> Try it: Pull out every line below that holds the word "such".

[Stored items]

PR #14753, opened 2026-02-12
Prevent the execution of refreshDraftOrderAdjustmentsWorkflow when not a draft order

pepijn-vanvlaanderen:
## Summary

Only trigger the refreshDraftOrderAdjustmentsWorkflow in the create order workflow when it is actually a draft order. 

When using the create order workflow (we use it when creating subscription renewal orders) with custom line item adjustments, the refreshDraftOrderAdjustmentsWorkflow workflow will remove them.

Wrapped the refreshDraftOrderAdjustmentsWorkflow in a when check.

Patchted it for our project(s). Validated this is still triggered when doing draft order changes.

## Checklist


NicolasGorga:
Hey @pepijn-vanvlaanderen I want to understand a little bit more the issue you are describing of line item adjustments being removed. The workflow removes but re-adds adjustments, provided that they are still valid for the order. Can you expand a little bit more about what these adjustments are, since I don't believe it is tied to the order being or not a draft order.

pepijn-vanvlaanderen:
Hi @NicolasGorga, thanks for your reply. The line items that are passed are custom adjustments for our subscription items, not tied to a specific promotion. In this case these are thus not re-added again.

NicolasGorga:
@pepijn-vanvlaanderen can you expand on these custom line items? We are talking about line item adjustments not line items right? Could you maybe share the JSON of how the order looks like before the `refreshDraftOrderAdjustmentsWorkflow` runs?

pepijn-vanvlaanderen:
Hi @NicolasGorga, it are indeed line item adjustments. We have a custom subscription module with its own related subscription_items and subscription_item_adjustments. Whenever a renewal order is created we built the order with these line item data + the adjustments. The line item data is properly set with custom unit prices, but the adjustments disappear.

PR #14834, opened 2026-03-01
fix(core-flows): consider price and metadata for multiple items linked to a single variant when resolving line action

### LINKED ISSUE #14731: [Bug]: bug/upgrade, getLineItemActionsStep - matching by metada and variant_id
### Package.json file

```JSON
{}
```

### Node.js version

v21.0.0

### Database and its version

PostgresSQL 16

ubuntu

### Browser name

_No response_

### What happended?

The line-item action resolution was updated to match existing cart line items by both variant_id and metadata (not just variant_id). Existing items are now grouped per variant_id, and updates are accumulated per line-item id.

### Expected behavior

When adding an item, the system should increase quantity only for the existing line item with the same variant_id and matching metadata. If the metadata differs, it should create a new line item instead of merging.

### Actual behavior

The logic assumed variant_id is unique and used a Map<variant_id, item>, so if multiple line items shared the same variant_id, one would overwrite another in the map. This could lead to updating the wrong line item, merging quantities incorrectly, or creating duplicates when an update was intended.

### Link to reproduction repo

https://github.com/medusajs/medusa/pull/14730

NicolasGorga:
## Summary

Update `getLineItemActionStep` operation (update/create) resolution logic, to handle scenarios where a single variant is linked to multiple line items, such as when having custom price line items, or having added items with normal pricing but different metadata than the existing line item.

We were treating the map of variant <> line item as if it were a one-to-one relation, when in fact a variant can be linked to multiple items, such as when we add different items with different prices or when the metadata is different than the existing item. We were also only taking into consideration the metadata to determine if we should update/create, when in fact, for custom unit price items, we should also compare the unit price.

Treat the map as a one-to-many relation, where a variant can be linked to multiple items. Also, take unit price into account when the item to be added has a custom price, when comparing against existing items linked to the variant, to determine if we should update/create.

*Please provide answer here*

---

## Examples

```ts
// Example usage
```

---

## Checklist

---

## Additional Context

closes CORE-1378
fixes #14731


shahednasser (approved):

shahednasser:
@NicolasGorga keeping it open as I think this is a valid concern:

> Worth double-checking in final review that the new matching logic correctly handles the edge case where the same variant appears multiple times in data.items with the same metadata and the same unit price — the updated item should accumulate quantity correctly without creating duplicates.

integration-tests/http/__tests__/cart/store/cart.spec.ts
```diff
@@ -1477,6 +1478,277 @@ medusaIntegrationTestRunner({
...
+              items: [
+                {
+                  variant_id: variantId,
+                  quantity: 1,
+                  unit_price: 999,
+                  metadata,
+                },
+              ],
+            },
+          })
```
shahednasser, line 1713: The edge case here is that you pass two items to the workflow having the same variant, price, and metadata

shahednasser (changes requested):

integration-tests/http/__tests__/cart/store/cart.spec.ts
NicolasGorga: Hey @shahednasser, that is tested below, starting from line 1722. Let me know if that is what you meant :)

shahednasser: The edge case is passing two items **at the same time** to `addToCartWorkflow` with the same variant, price, and metadata. Is the workflow able to handle adding the item to the cart without duplicating it?

NicolasGorga: Oh yeah now I understand what you mean good edge case, handled!

shahednasser (approved):
LGTM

> Task solution:
Update `getLineItemActionStep` operation (update/create) resolution logic, to handle scenarios where a single variant is linked to multiple line items, such as when having custom price line items, or having added items with normal pricing but different metadata than the existing line item.
We were treating the map of variant <> line item as if it were a one-to-one relation, when in fact a variant can be linked to multiple items, such as when we add different items with different prices or when the metadata is different than the existing item. We were also only taking into consideration the metadata to determine if we should update/create, when in fact, for custom unit price items, we should also compare the unit price.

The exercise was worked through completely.